Kang Sang-jae

No. 26 – Wonju DB Promy
- Position: Power forward
- League: Korean Basketball League

Personal information
- Born: December 31, 1994 (age 30) Daegu, South Korea
- Nationality: South Korean
- Listed height: 6 ft 8 in (2.03 m)
- Listed weight: 232 lb (105 kg)

Career information
- High school: Hongik University High School
- College: Korea University
- KBL draft: 2016: 1st round, 3rd overall pick
- Playing career: 2016–present

Career history
- 2016–2021: Incheon Electroland Elephants
- 2020–2021: → Sangmu (loan)
- 2021–present: Wonju DB Promy

Career highlights
- KBL Rookie of the Year Award (2017); KBL rebounds leader – domestic players (2025); KBL Best 5 (2024);

= Kang Sang-jae =

South Korean basketball player

Kang Sang-jae (born 31 December 1994) is a South Korean professional basketball player. He began his career with the Korean Basketball League side Incheon Electroland Elephants and is now playing for Wonju DB Promy. and the South Korea national team.

==Early years==
A native of Daegu, Kang had been taller than most of his peers as a child and was thus drawn to basketball. He moved to Seoul for high school and attended Hongik University High School. With attention focused on Seoul's traditional powerhouses Yongsan and Kyungbock High Schools, he mostly flew under the radar until the fall 2012 championships, during which he led his high school to win the South Division title and was named tournament MVP.

==Career==
===College===
Kang played college basketball for Korea University and was teammates with Lee Jong-hyun. He was mostly a substitute player during his freshman year but established himself by his junior year, especially during the Professional-Amateur series, in which collegiate teams play against KBL professional and reserve teams. He and Lee, dubbed the "Twin Towers" because of their height, led Korea University to a surprise win over a Sangmu team composed of experienced KBL players fulfilling their mandatory military service. During his senior year, Korea University were overshadowed by a dominant Yonsei University team captained by Choi Jun-yong in the collegiate league and competitions but Kang impressed enough to earn a call up to the national team.

===Professional===
Kang, along with Lee and Choi, was considered one of the "big 3" of the 2016 KBL rookie draft. He was drafted third overall by Incheon Electroland Elephants. In his first season, he averaged 8.20 points, 4.58 rebounds and 0.96 assists as Incheon reached the semi-finals of the playoffs. He won the KBL Rookie of the Year Award. In the 2017–18 season, he averaged 9.63 points, 5.24 rebounds and 1.19 assists. In his 3rd season there, he averaged 11.62 points 5.64 rebounds and 1.39 assists.
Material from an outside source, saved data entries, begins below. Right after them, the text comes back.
Issue #14266, opened 2023-10-25
[Feature Request] Add a feature for transforming the column mode to multi-caret on HOME/END/Arrow keys


nrv-96:
### Description of the Feature

Please incorporate a feature similar to VS Code, as demonstrated in the attached video, enabling the editing of the selected line at the end of the line.

### Expected Behavior
At present, this particular feature is absent in Notepad++. Could you kindly consider integrating this functionality into the application?

https://github.com/notepad-plus-plus/notepad-plus-plus/assets/62826272/bbfab116-db6e-4e54-83f0-9cfc299c12c1

Ekopalypse:
There is a plugin called [BetterMultiSelection](https://github.com/dail8859/BetterMultiSelection/) which then allows Npp to do this kind of editing.

nrv-96:
@Ekopalypse , can we add it as core functionality? This would be helpful to everyone.

Ekopalypse:
@nrv-96 - it's up to @donho to decide, but in the past the policy has tended to be - "if there's a plugin that can do this, it's more likely not to be included in core".
Personally, I would like to see this as a core feature as well.

nrv-96:
I agree with you @Ekopalypse . While I understand the policy about plugins, having this as a core feature could greatly enhance the overall functionality. It's up to @donho  to decide, but considering its potential benefits, I also support the idea of incorporating it into the core. Everyone can enjoy a seamless and integrated experience without the need for external plugins.

@donho, I kindly request you to consider incorporating  **BetterMultiSelection** as a core feature instead of an external plugin.

alankilborn:
>this plugin (BetterMultiselection) was last updated in 2022

There's not much value in that statement, as 2022 is hardly ancient history.

alankilborn:
I'd think that a "problem" with adding this as a "core" feature is that these types of functions are really Scintilla owned, and not Notepad++ owned.  Thus, shouldn't something like this be in Scintilla's careting support?

Ekopalypse:
In general, I agree that Scintilla would be the best place to ask for such a feature, but if I'm not mistaken, there was already such a request and it was rejected (I hope I don't remember wrong - I'm going to research scintillas FRs).
Npp would be the next best option.

donho:
Frankly, I kind of like this feature. If it's not hard/complex for implementing, it will be great to include it in Notepad++.
I will see what I can do about it.

@nrv-96 
[...]

Issue #9260, opened 2020-12-13
Edit menu Paste is NOT the same as a Ctrl+v paste


sasumner:
### Description of the Issue

The _Edit_ menu has an entry called _Paste_ and by default keymapping is shown as mapping to Ctrl+v and Shift+Ins:

![image](https://user-images.githubusercontent.com/30118311/102012536-0efefa00-3d19-11eb-970e-b27ccba821ce.png)

However, the actions performed when the menu item is invoked from the menu are different from the actions performed when Ctrl+v is pressed.

This seems wrong because from what appears on the _Edit_ menu, the commands are one-and-the-same.

### Steps to Reproduce the Issue

1. Turn visible line endings on by selecting _View_ menu > _Show Symbol_ > _Show End of Line_
2. Create some data in a tab; make the tab be of "Windows (CR LF)" line-ending type:
![image](https://user-images.githubusercontent.com/30118311/102012730-212d6800-3d1a-11eb-8cb9-f4c169415fe5.png)
3. Change some or all line-endings in this tab to "LF" by a regular expression replacement of `\R` with `\n` (okay, not something normally done, but this is for point of illustration that the menu item paste is doing something different than Ctrl+v); observe:
![image](https://user-images.githubusercontent.com/30118311/102012879-b4ff3400-3d1a-11eb-89d4-32f287318e3a.png)
4. Select lines 3 and 4 and press Ctrl+c ; move to end of document and press Ctrl+v ; observe:
![image](https://user-images.githubusercontent.com/30118311/102012921-f8f23900-3d1a-11eb-86c3-1df91386220b.png)
5. Press Ctrl+z to undo the actions of step 4 and return to the state shown in step 3.
6. Select lines 3 and 4 and press Ctrl+c ; move to end of document and invoke _Paste_ from the _Edit_ menu ; observe:
![image](https://user-images.githubusercontent.com/30118311/102012972-335bd600-3d1b-11eb-8b93-80f130a34dea.png)

### Expected Behavior

A consistent paste action whether the _Paste_ menu entry is invoked, or Ctrl+v is pressed.
In other words, the line-endings after step 4 and after step 6 should be the same.

### Actual Behavior

Different line-endings result after step 4 and step 6.
Specifically, the _Edit_ menu _Paste_ has changed all lines of the file in addition to pasting the desired data, whereas Ctrl+v has only pasted the desired data.

### Other

[...]

PR #14338, opened 2023-11-08
Make multi-select Copy/Paste behaviour as same as column edit's one

donho:
Copy some multi-select texts and paste them make all text glued all together. This commit makes pasted texts separated by EOL, as column selection's Copy/Paste behaviour.

Ref: https://github.com/notepad-plus-plus/notepad-plus-plus/issues/14266#issuecomment-1799203336


donho:
@Ekopalypse @vinsworldcom

vinsworldcom:
> @Ekopalypse @vinsworldcom
> Could you check this PR please?

I adds the newlines, but not quite as expected:

```
two = obj[""]
three = obj[""]
four = obj[""]
```

With the cursor at position 0 (to the left of the `t` in `two`):

1) use `ALT+SHIFT+Down` to extend caret to the `f` in `four`.
2) Next, use `CTRL+SHIFT+Right` to create a multi-selection of the words "two", "three" and "four".
3) `CTRL+C` to copy the selected words
4) Use the `Right` arrow key to move the multi-carets to between the double-quotes (on each line)
5) `CTRL+V`

Outcome:

```
two = obj["two
three
four
"]
three = obj["two
three
four
"]
four = obj["two
three
four
"]
```

Expected (and what happens in [BetterMultiSelection](https://github.com/dail8859/BetterMultiSelection)):

```
two = obj["two"]
three = obj["three"]
four = obj["four"]
```

Cheers.

donho:
@vinsworldcom 
Thank you for testing.
After committing, I just realized there was a problem of copied text format, so I did a fix.
I just committed the fix.
Could you try the latest commit and confirm me if it's OK the current state of PR?

vinsworldcom:
> Could you try the latest commit and confirm me if it's OK the current state of PR?

Better, but still not quite.  Doing the same test above, the output it:

```
two = obj[""]
three = obj[""]
four = obj["two"]
            three
            four
```

Cheers.

Yaron10:
```
Test1
Test2
```

Select `Test1`.
Press Ctrl and select `Test2`.
Copy.
Add a new line.
Paste.

**Result:**
```
Test1
Test2
```

**Expected:**
```
Test1Test2
```

vinsworldcom:
I would not expect that. You're copying Text2  which is under Text1
visually, thus when pasted I would expect it to appear the same..

I'm pretty sure if you use better multi-selection you will get the results
I describe.

If we can't agree on how to implement this feature pasting, I will just
continue to use better multi-select to get the results I expect.

Happy either way..

Cheers.

Yaron10:
@vinsworldcom,

Try it with
```
Test1 Test2
```

donho:
@Yaron10 
Frankly, I've never liked the original copy/paste behaviour of multi-select - it makes no sense to me to put all words together without delimiter. 
Using EOL might not be the preferred choice of all users, but at least users can distinguish the different selections/words they have copied. And since the multi-select paste feature needs such format, I think it's (EOL as delimiter) the best compromise.

vinsworldcom:
@donho for the few quick tests I did, selecting from top-down, bottum-up, partial, whole-word, navigation with arrow-key and `CTRL` + arrow keys, `HOME`, `END` ... It seemed to me the same as BetterMultiSelection plugin.  I had two instances open, one with this new commit and one with 8.5.8+BetterMultiSelection plugin - they both behaved the same for my limited testing.

I'm sure an immense amount of work dealing with corner cases - so thank you for your dedication to getting this done!

I'm going to remove BetterMultiSelection for the next few days while going through my normal editing and use of N++.  I'll see if anything pops up.

Cheers.

Yaron10:
@donho,

> Frankly, I've never liked the original copy/paste behaviour of multi-select - it makes no sense to me to put all words together without delimiter.

The current master behavior can be useful in many cases.
But, I agree, in many other cases splitting the words would be preferred.

***
If a doc is read-only, the flag is removed after Ctrl+V.
***

Following @vinsworldcom STR in https://github.com/notepad-plus-plus/notepad-plus-plus/pull/14338#issuecomment-1802645330.

**Ctrl+V:**
```
two "]
three "]
four "]
```
(Undo is disabled).

**Edit -> Paste:**
```
"]
"]
two "]
three 
four 
```

Yaron10:
> Use the Right arrow key to move the multi-carets to between the double-quotes (on each line)

I thought Shift should be pressed.

Edit -> Paste:
```
two = obj[""]
three = obj[""]
four = obj["two "]
            three 
            four 
```

donho:
@Yaron10 
Thank you for testing and finding bugs.

> If a doc is read-only, the flag is removed after Ctrl+V.

Fixed in the latest commit.

> Edit -> Paste:

In the perfect world it should work also with Ctrl-V, but in real life ppl just don't use the the Paste on the menu item.
But we all wish be in the perfect world, so it's also fixed in the latest commit. :)

vinsworldcom:
@Yaron10 , if I do your latest test case in the latest commit artifact and in N++ with BetterMultiSelection, I get the same results - so at least behavior is consistent - if not ideal.

Cheers.

donho:
>>Use ALT+SHIFT+Down to extend caret to the f in four.
Next, use CTRL+SHIFT+Right to create a multi-selection of the words "two", "three" and "four".
CTRL+C to copy the selected words
--
Place the caret between "" in the last line.
Press Ctrl and place the caret between "" in the first line.
Press Ctrl and place the caret between "" in the second line.
Press Ctrl and place the caret between "" in the third line.
Paste.

>> Why should the result in the first three lines be different? - The main caret and additional carets are in the same positions as in 

> if I do your latest test case in the latest commit artifact and in N++ with BetterMultiSelection, I get the same results - so at least behavior is consistent - if not ideal.

In BetterMultiSelection & this PR current state, the behaviour is the same - it ensures both number of source (occurrences to paste in clipboard) and number of targets (multi-selection) are the same to do this operation.

@Yaron10 & @vinsworldcom  Such behaviour can be changed - what's your preferred behaviour then?

vinsworldcom:
The current behaviour is consistent with what I would expect - though I've been user BetterMultiSelection for years now so my view of behaviour is probably skewed to the way that plugin operates vs. what new possibilities could be.

I generally don't do the thing @Yaron10  posits above - manually clicking the paste-to locations in a different order expecting they would appear in that new order and perhaps repeat if more paste-to locations are selected than objects copied.  I don't really have a guess as to how this *should* behave since I've never really had a use case for it.

With respect, I will caution that looking at these corner cases and creating an interpretation for them will surely be "incorrect" in at least someone else's opinion so not sure how far down the added implementation road you want to go?

Cheers.

Yaron10:
As opposed to @vinsworldcom, I rarely use multiple-selections in real life.
If you think the current behavior is OK, so be it.

Yaron10:
@donho,

Thank you for fixing the Undo issue.

alankilborn:
@donho said:

> but in real life ppl just don't use the the Paste on the menu item.

Au contraire ... the only people that use the menu item for Paste are the ones that want to convert all line-endings in the current file.  #9260  :-)

alankilborn:
@donho / @Yaron10 

Let me say one more thing about this:

>but in real life ppl just don't use the the Paste on the menu item.

@Yaron noted:

>I usually use Paste in the context menu.

---

Let's try to remember going forward that users have different ways of doing things.  With configurable editor-context menu, configurable tab-right-click menu, mapped-keycombos, or just plain using something on the "main menu", ALL are equally valid ways to do something, and user picks which is best for himself.  These things should all in the end execute the same code, no matter how invoked.  

I'm not sure how "paste" ever became different depending upon how invoked...

I recently took care of the strangeness with _Line Duplicate_...

All of these are good steps.

vinsworldcom:
> Finally, assume the following code in python
> 
> ```python
> def test1():
>     pass
> 
> def test2():
>     pass
> ```
> 
> Select both instances of `pass` and press `enter` This will work if you have disabled the `settings->preferences->auto-completion->auto-indent` but NOT if this setting is active, which is the default.

Yikes!  Can't believe I missed that one.  Perhaps since I was using the default settings in a fresh portable install to test.  I always have that setting enabled and you're right, it doesn't work as expected, but does with BetterMultiSelection plugin enabled.

Cheers.

Ekopalypse:
Just to make sure, all three tests behave differently and in my opinion correctly with the BetterMultiSelection plugin. The first and second are rather ignorable for me, the last one is more of a problem for me as I use npp 99% of the time with the autoindent function.

vinsworldcom:
> the last one is more of a problem for me as I use npp 99% of the time with the autoindent feature.

Agree!

donho:
PR #14355 has enhanced multi-edit **paste** and **Enter** key-in.
It also disables auto-indent while multi-editing.

Please check it to see if it's what you need.

vinsworldcom:
> It also disables auto-indent while multi-editing.

This is a non-starter for me.  I always have auto-indent enabled and expect it to function during multi-caret editing - as it does today.  Making it disabled during multi-caret editing breaks current capability and even with BetterMultiSelect, this will no longer work how it does today.  I disabling auto-indent during multi-select as regressive.

Cheers.

CennoxX:
If I use the builds of https://github.com/notepad-plus-plus/notepad-plus-plus/commit/176475866985b43e767222c786870e2024ee104f then the deletions at the beginning/end of lines are without effect:

**delete key on line end**
If I press the delete key on the line end, while having multiple cursors, nothing happens.
I can simulate the expected behaviour by pressing `[shift]`+`[right]` and `[delete]`
output

**backspace on line start**
Same problem on line start, while having multiple cursors, and pressing backspace, though this works for example, if I pressed enter before.
output2

vinsworldcom:
@CennoxX , indeed, I can confirm.  With BetterMultiSelection, it does behave as expected - Delete at the end of the lines removes the "newline" and all the lines become one with multi-carets dispersed throughout continuing to delete as `Del` key is pressed.

Same with `Backspace` - although with BetterMultiSelection, no `Enter` is required first.

Cheers.

donho:
@CennoxX @vinsworldcom
> If I press the delete key on the line end, while having multiple cursors, nothing happens.

I have no solution yet. I know it's not perfect, but in the meanwhile, use Ctrl-DEL for deleting the EOL.

vinsworldcom:
It seems to fix the `Del` and `Backspace` issue for me!

You are a rock star!

Cheers.

donho:
Please check new commit in master: https://github.com/notepad-plus-plus/notepad-plus-plus/commit/c517985beb08c3f3478bcdbdffb58e6f0d912f3e.
The code is different from #14359 after some refactoring. Though I have checked roughly, there could be some regressions for Multi-edition features alltogether.

vinsworldcom:
There seems to be some inconsistency in caret movement with multi carets.  Use my previous example:

```

sub  {
    my ($) = @_;

    test
}


sub  {
    my ($) = @_;

    test
}

```

Highlight both "sub" and then press the down arrow key three times, to put the multi-carets on the lines with "test".  They should both be at the same position in the line; however, they are not:

```
sub  {
    my ($) = @_;

|   test
}


sub  {
    my ($) = @_;

  |  test
}
```

Where the pipe (`|`) above shows where the carets end up for me.  I would expect they should both be at the beginning of the "test" line, but the second one is 3 spaces in.

Cheers.

donho:
@vinsworldcom 
Just checked with BetterMultiSelect, and found out that it cannot do such thing. Could you confirm that?
Otherwise, it seems such wrong behaviour is a bug of Scintilla. Could you create an issue in Scintilla project please?

vinsworldcom:
My bad, I should have said both carets should be at the 3-spaces in position, since [sticky caret](https://www.scintilla.org/ScintillaDoc.html#SCI_SETCARETSTICKY) is enabled by default and the carets start at 3 positions in from the left on the "sub" line as they are placed after the `b` in "sub".  The output expected should be:

```
sub  {
    my ($) = @_;

  |  test
}


sub  {
    my ($) = @_;

  |  test
}
```

Where the pipe (|) above shows where the carets end up for me when using BetterMultiSelection.  This would be the case if using only a single caret - it would end up 3-spaces in due to sticky behavior.  So with multi carets, they both should "obey" this rule.

Cheers.

donho:
@vinsworldcom 
> I think the behavior of BetterMultiSelection is correct and both carets should end up 3 spaces in on the "test" line like I show in this post. My previous post was incorrect and for that I apologize.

Kang enlisted for mandatory military service in June 2020 and was assigned to the Sangmu team after completing basic training. His contract ended following the 2020-21 season and he became a free agent. Wonju DB Promy signed him and veteran Park Chan-hee in a trade-off with Doo Kyung-min and announced that Kang would be added to the team roster immediately after his discharge. He was officially discharged on December 1, returning to the team for the remainder of the 2021-22 season.

The next two seasons were largely forgetful as Kang struggled with inconsistent form and injuries. He was named captain by newly-appointed head coach Kim Joo-sung for the upcoming 2023-24 season. During the regular season, he averaged 14 points, 6.3 rebounds and 4.3 assists and played a vital role in DB qualifying for the playoffs for the first time since the 2017-18 season (excluding the 2019-20 during which the playoffs were canceled due to the COVID-19 pandemic). He was named in the KBL Best 5 for the first time in his career and finished runner-up in the voting for the KBL Most Valuable Player Award, which ultimately went to his DB teammate Ethan Alvano. However, he was unable to replicate his form during the playoffs. DB finished first in the regular season standings but were knocked by eventual Championship winners Busan KCC Egis in the playoff semifinals.

Kang became a free agent at the end of the 2023-24 season and re-signed with DB for another five-years. His new contract made him the highest-paid domestic player on the team. DB failed to qualify for the playoffs, finishing seventh in the regular league. Kang posted his worst ever statistic in points per game, averaging only 8.1 points in 40 games. He set a KBL record for the most number of rebounds in a single game by a player without scoring a single point, recording 22 rebounds during the win against Seoul SK Knights in March. It is also the third highest number by a domestic player in a league game.

===National team career===
====Junior teams====
Kang participated in the 2013 FIBA Under-19 World Championship, where he averaged 18.8 points, 2.2 rebounds and 1 assists

====Senior team====
Kang was named into the squad for the 2019 FIBA Basketball World Cup where he averaged 2.6 points, 1.6 rebounds and 0 assist at the tournament. He was called up to the national team several times while in the military to fill in for injured players.

==Personal life==
Kang married his girlfriend in May 2020, weeks before his enlistment. They have two daughters.